不僅房東鬱悶,合肥嗨客公寓的租客們也很“上火”。租住在合肥望江西路金色名郡小區的李華(化名)告訴記者,他去年大學畢業後,於2019年7月與合肥嗨客公寓簽訂合同,在押一個月租金的基礎上年付,每月租金2600元,今年7月2日合同到期。


今年4月14日晚,李華通過嗨客租客管家朋友圈得知,嗨客“爆雷”了。不久後,他接到房東電話,要求其將後3個月的房租補全,“嗨客給房東的租金是每月3200元,比租給我的貴了600元,我不補全,房東就要找律師收回房子。”


同樣鬱悶的還有陳玲(化名)。新京報記者瞭解到,去年10月,陳玲與合肥嗨客公寓簽了1年房屋租賃合同,租下益力檀宮小區一套一居室。按照合同約定,陳玲一次性支付了一年共16200元的租金以及1350元的押金。


合肥嗨客公寓出事後,房東找過來,給了陳玲四個方案選擇,內容大致類似,都需要補繳費用。“房東表示,如果4月22日雙方沒有協商好,就要收房,斷水斷電。”陳玲說。


至此,陳玲才知道,合肥嗨客公寓與房東簽訂的合同內,付款方式為季付,合肥嗨客公寓給房東的租金為每月1960元,而租給陳玲的是每月1350元,中間每月有610元的差價。


“租房不到6個月,就出了這事,挺鬧心的。”陳玲憂心忡忡地說,天天擔心這事,自己也沒什麼心情,導致正常的生活受到了影響。


新京報記者瞭解到,合肥嗨客公寓資金鍊出問題後,越來越多的房東陷入被拖欠房租的無奈中,租客也面臨被掃地出門的窘境,房主、租客紛紛擔心自己的權益受到侵害,一時間,房東和租客建立了微信群。圍繞房東和租客、房東和嗨客、租客和嗨客之間,大家正在商討下一步的對策。


嗨客公寓:


合肥公司經營不善,無法繼續履行合同


天眼查信息顯示,嗨客公寓的經營實體為杭州瑜圖網絡科技有限公司,成立於2017年6月,經營範圍包括網絡技術、電子商務技術、房地產經紀服務、房地產中介、房屋租賃、房地產信息諮詢等,公司由莊黃女、周秀針分別持有60%、40%的股份。而杭州瑜圖網絡科技有限公司合肥分公司,則成立於2019年5月,企業負責人為盧小科。


合肥嗨客公寓“爆雷” 業內呼籲加大資金監管力度

嗨客租房管家微信號朋友圈截圖


4月14日晚,嗨客公寓通過企業微信號,在其朋友圈發佈公告稱,2019年4月嗨客公寓在合肥開展業務至今,服務了近2000名的業主和租客。從3月20日復工以來,公司積極面對疫情帶來的影響,妥善分批安排業主的租金,截至4月9日,公司空置房源(包括合租房)加房客到期房源達到400多套。自2020年2月份以來打款300多萬元,分批解決了800多戶業主。

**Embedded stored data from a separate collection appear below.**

PR #7000, opened 2024-07-05
Web: Switch to flow list upon arrival of the first flow.

mhils:
Once we have a flow, we should display that instead of configuration! In particular, `mitmweb -r file` should spawn with the flow list.

### DIFF
--- a/web/src/js/components/Header.tsx
+++ b/web/src/js/components/Header.tsx
@@ -28,12 +28,22 @@ export default function Header() {
             shallowEqual,
         ),
         [wasFlowSelected, setWasFlowSelected] = useState(false);
+    const hasFlows = useAppSelector(state => state.flows.list.length > 0),
+        isInitialTab = useAppSelector(state => state.ui.tabs.isInitial);
 
     let entries: Tab[] = [Tab.Capture, Tab.FlowList, Tab.Options];
     if (selectedFlows.length > 0) {
         entries.push(Tab.Flow);
     }
 
+    // Switch to "Flow List" when the first flow appears.
+    useEffect(() => {
+        if(hasFlows && isInitialTab) {
+            dispatch(setCurrent(Tab.FlowList));
+        }
+    }, [hasFlows]);
+
+    // Switch to "Flow" tab if we just selected a new flow.
     useEffect(() => {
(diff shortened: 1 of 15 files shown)


web/src/js/ducks/ui/tabs.ts
```diff
@@ -0,0 +1,26 @@
+import { createSlice } from "@reduxjs/toolkit";
+
+export enum Tab {
+    Capture,
+    FlowList,
+    Options,
+    Flow,
+}
+
+const tabsSlice = createSlice({
```
mhils, line 10: This here is quite nice really! We should consider using it for more redux stuff going forward.

lups2000: oh that's really nice, so we shouldn't specify anymore stuff like this:
`const TOGGLE_MODE = "TOGGLE_MODE"`, right?

web/src/js/components/Header.tsx
```diff
@@ -4,73 +4,87 @@ import FileMenu from "./Header/FileMenu";
...
                 ))}
                 <HideInStatic>
                     <ConnectionIndicator />
                 </HideInStatic>
             </nav>
-            <div
-                className={classnames({
-                    "empty-header": ActiveMenu === CaptureMenu,
-                })}
-            >
```
lups2000, line 73: you're missing the css class in case of `CaptureMenu` which is different from the other tabs!

lups2000 (changes requested):
The code looks good to me! There is just a small UI problem with `CaptureMenu`
We shouldn't have that space :)
Here the screenshot:

Screenshot 2024-07-05 at 20 44 11

web/src/js/ducks/ui/tabs.ts
mhils: yup, much nicer. The old style has benefits (it is more obvious what is actually happening), but I like it nonetheless!

web/src/js/components/Header.tsx
mhils: Missed the updated CSS when staging. Fixed now. :)

lups2000 (approved):
🍰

嗨客公寓表示,公司已盡最大努力,通過多種渠道積極自救,但均未見效,目前公司已停止經營,關閉所有業務,員工大量離職,沒有經營收入,無法償還客戶欠款。究其原因,是公司經營不善,無法繼續履行合同。


嗨客公寓還稱,為化解矛盾糾紛,公司計劃將在接下來的時間會同合肥市住房租賃協會推薦的部分住房租賃企業,與房屋租賃合同尚未到期的房東、房客進行協調,原則上按照租期時間劃分。房東和租客無法達成和解的,可通過法律途徑解決,追究公司應承擔的法律責任。由公司造成房東的損失由公司完全承擔,不應波及租客,請求房東不要採取過激手段驅趕租客。


不過,租客、房東方面反饋,目前並未得到嗨客公寓的解決方案。記者通過嗨客租客管家微信號聯繫對方,但截至記者發稿前,並未得到對方回應。


分析:


“高進低出”模式違背市場基本邏輯


值得一提的是,合肥嗨客公寓與之前“爆雷”的樂伽公寓類似,亦採用了“高進低出”的模式,即以高於市場價拿房,給房東的付款方式為一個月租金或一季度租金,再以低租金出房,但一次性收取租客的租金為半年,甚至一年。


“‘高進低出’模式正破壞著行業整體信用。”房東東創始人全靂指出,“高進低出”本來就違背市場基本邏輯,與租金貸一樣,是典型的利用資金池運營長租公寓的做法。這一模式,無形中會放大槓桿,由於缺少風險控制,一旦企業經營管理失誤,最終會導致房東、租客嚴重損失。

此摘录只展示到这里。